Stored data

PR #58, opened 2021-08-02
Add Functionality For Automatically Applying Coupons

mahadzaryab1:
### Notion ticket link

[[BACKEND] Allow Automatic Discounts To Be Applied In Stripe](https://www.notion.so/uwblueprintexecs/BACKEND-Allow-Automatic-Discounts-To-Be-Applied-In-Stripe-9d0c222464e944b7ba1f4b4e9791c3ac)

- Added functionality to automatically apply a coupon if a `couponId` is passed in

### Checklist

-   [x] I have run the linter

### DIFF
--- a/pages/api/checkout/session.ts
+++ b/pages/api/checkout/session.ts
@@ -30,29 +30,21 @@ export default async function sessionHandler(
                 allow_promotion_codes: true,
             };
 
-            // if a coupon ID is not passed in then allow promotion codes to be entered
-            if (!stripeRequest.couponId) {
-                const session = await stripe.checkout.sessions.create(
-                    stripeSession,
-                );
-
-                res.status(200).json({ sessionId: session.id });
-            }
-            // otherwise apply the discount from the coupon ID passed in
-            else {
+            // if a coupon ID is passed in then allow use it to apply a discount
+            if (stripeRequest.couponId) {
                 delete stripeSession["allow_promotion_codes"];
                 stripeSession["discounts"] = [
                     {
                         coupon: stripeRequest.couponId,
                     },
                 ];
-
-                const session = await stripe.checkout.sessions.create(
-                    stripeSession,
-                );
-
-                res.status(200).json({ sessionId: session.id });
             }
+
+            const session = await stripe.checkout.sessions.create(
+                stripeSession,
+            );
+
+            res.status(200).json({ sessionId: session.id });
             break;
         }
         default: {
--- a/pages/api/checkout/session.ts
+++ b/pages/api/checkout/session.ts
@@ -1,7 +1,7 @@
 import { StripeCheckoutRequest } from "@models/StripeCheckout";
 import { ResponseUtil } from "@utils/responseUtil";
 import { NextApiRequest, NextApiResponse } from "next";
-import { stripe } from "services/stripe";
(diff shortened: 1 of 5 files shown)


pages/api/checkout/session.ts
```diff
@@ -16,21 +16,46 @@ export default async function sessionHandler(
...
-                        quantity: stripeRequest.quantity,
-                    },
-                ],
-                mode: "payment",
-                success_url: `${req.headers.origin}/result?session_id={CHECKOUT_SESSION_ID}`,
-                cancel_url: `${req.headers.origin}/checkout`,
-                allow_promotion_codes: true,
-            });
+            // if a coupon ID is passed in then apply an automatic discount
+            if (stripeRequest.couponId) {
```
feng-eric: This is small but if we wanted to make the code cleaner, we could first use an object to store the data being created. Then, we use this if condition to conditionally set `discounts` in the object. After the else statement, we could have `const session = await stripe.checkout.sessions.create(checkoutObject)`. Just a suggestion to reduce the amount of duplicate/similar code! Don't need to change if you disagree.

feng-eric (approved):
Had small comment but other than that, LGTM!

pages/api/checkout/session.ts
mahadzaryab1: Great suggestion! Done.

pages/api/checkout/session.ts
```diff
@@ -28,9 +28,31 @@ export default async function sessionHandler(
                 success_url: `${req.headers.origin}/result?session_id={CHECKOUT_SESSION_ID}`,
                 cancel_url: `${req.headers.origin}/checkout`,
                 allow_promotion_codes: true,
-            });
+            };
 
-            res.status(200).json({ sessionId: session.id });
+            // if a coupon ID is not passed in then allow promotion codes to be entered
+            if (!stripeRequest.couponId) {
+                const session = await stripe.checkout.sessions.create(
```
feng-eric: You can move this part after the if else.

pages/api/checkout/session.ts
```diff
@@ -28,9 +28,31 @@ export default async function sessionHandler(
...
+            // otherwise apply the discount from the coupon ID passed in
+            else {
+                delete stripeSession["allow_promotion_codes"];
+                stripeSession["discounts"] = [
+                    {
+                        coupon: stripeRequest.couponId,
+                    },
+                ];
+
+                const session = await stripe.checkout.sessions.create(
```
feng-eric: Related to comment above! Since it's the same code, we can move it after the if else.

pages/api/checkout/session.ts
```diff
@@ -28,9 +28,31 @@ export default async function sessionHandler(
...
+                    stripeSession,
+                );
+
+                res.status(200).json({ sessionId: session.id });
+            }
```
feng-eric:
```suggestion
            }
            const session = await stripe.checkout.sessions.create(
                stripeSession,
            );
             
            res.status(200).json({ sessionId: session.id });
```

pages/api/checkout/session.ts
feng-eric:
```suggestion
```

PR #59, opened 2021-08-02
Parent Enrolment Select Child Page

brandonwong368:
### Notion ticket link

[Ticket Name](https://www.notion.so/uwblueprintexecs/086c1b564dbf478faa649a8880e34b81?v=9d3f8002a0d1477ba395616dfc082af7&p=fb6991c21a1b4af883fab2c7eaba0f27

- front end for the parent program registration/enrolment workflow
- added a group of radio buttons for each child associated with the parent given as an array (for now)
- only one child can be selected, the next button is disabled until a child is selected
image
image

### Steps to test

1.

- for the X button, it is slightly too far right, for the margin left, I tried to do calc(100%-48px) (48px is the default wrapper padding) to have it line up with the navbar, but couldn't get it to work, need a bit of help with this :(

### Checklist

-   [x] I have run the linter


pages/parentenrollclass.tsx
```diff
@@ -0,0 +1,142 @@
...
+    Center,
+    Text,
+    useRadio,
+    useRadioGroup,
+} from "@chakra-ui/react";
+import React, { useState } from "react";
+import { CloseIcon } from "@chakra-ui/icons";
+
+export default function ParentEnrollClass(): JSX.Element {
+    // Started creating buttons, found a thread that used radio buttons instead
```
feng-eric: What's this for?

pages/parentenrollclass.tsx
```diff
@@ -0,0 +1,142 @@
+import Wrapper from "@components/SDCWrapper";
```
feng-eric: Let's name the file `parent-enrollment.tsx`

pages/parentenrollclass.tsx
```diff
@@ -0,0 +1,142 @@
...
+        // children to be retrieved from parent enroll endpoint
+        const children = ["Christina Ru", "Raewyn Tsai", "Stacy Kwok"];
+
+        const { getRootProps, getRadioProps } = useRadioGroup({
+            name: "framework",
+            defaultValue: "react",
+            onChange: () => setIsDisabled(false),
+        });
+
+        const group = getRootProps();
```
feng-eric: What's getRootProps() doing?

pages/parentenrollclass.tsx
```diff
@@ -0,0 +1,142 @@
...
+                    height="50px"
+                    width="340px"
+                    borderRadius="6px"
+                    background="#737373"
+                    fontWeight="normal"
+                    textColor="#FFFFFF"
+                    fontSize="16px"
+                    isDisabled={isDisabled}
+                >
+                    {/* Link to the next page in the flow (does not exist yet) */}
```
feng-eric: Will the other steps of parent enrollment be in this file as well?

pages/parentenrollclass.tsx
```diff
@@ -0,0 +1,142 @@
...
+                    {props.children}
+                </Box>
+            </Box>
+        );
+    }
+    function ChildrenButtons() {
+        // children to be retrieved from parent enroll endpoint
+        const children = ["Christina Ru", "Raewyn Tsai", "Stacy Kwok"];
+
+        const { getRootProps, getRadioProps } = useRadioGroup({
```
feng-eric: Can you add some comments?

pages/parentenrollclass.tsx
```diff
@@ -0,0 +1,142 @@
...
+            name: "framework",
+            defaultValue: "react",
```
feng-eric: What's name and defaultValue?

feng-eric:
Let's also name the PR `Parent Enrollment Select Child Page`

pages/parentenrollclass.tsx
brandonwong368: No, I talked to Mahad/Stacy about this when the ticket was assigned and he said it would just be this page - the other pages would be on a separate task

pages/parentenrollclass.tsx
brandonwong368: I'm not exactly sure, I took some code from the chakra ui docs but I think it gives the corresponding component some default props, I console logged the `group` prop getter for the `Stack` component and took a screenshot
image

pages/parentenrollclass.tsx
feng-eric: Right, but I'm asking if it will be in this file as well, not if it's in the same task

pages/parent-enrollment.tsx
```diff
@@ -0,0 +1,125 @@
...
+                        </RadioCard>
+                    );
+                })}
+            </Stack>
+        );
+    }
+
+    return (
+        <Wrapper>
+            <Link href="/" ml={"100%"}>
```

▶ Your task:
Scan the entries above for the string "some" and copy each line containing it.

▶ Expected answer:
feng-eric: Can you add some comments?
brandonwong368: I'm not exactly sure, I took some code from the chakra ui docs but I think it gives the corresponding component some default props, I console logged the `group` prop getter for the `Stack` component and took a screenshot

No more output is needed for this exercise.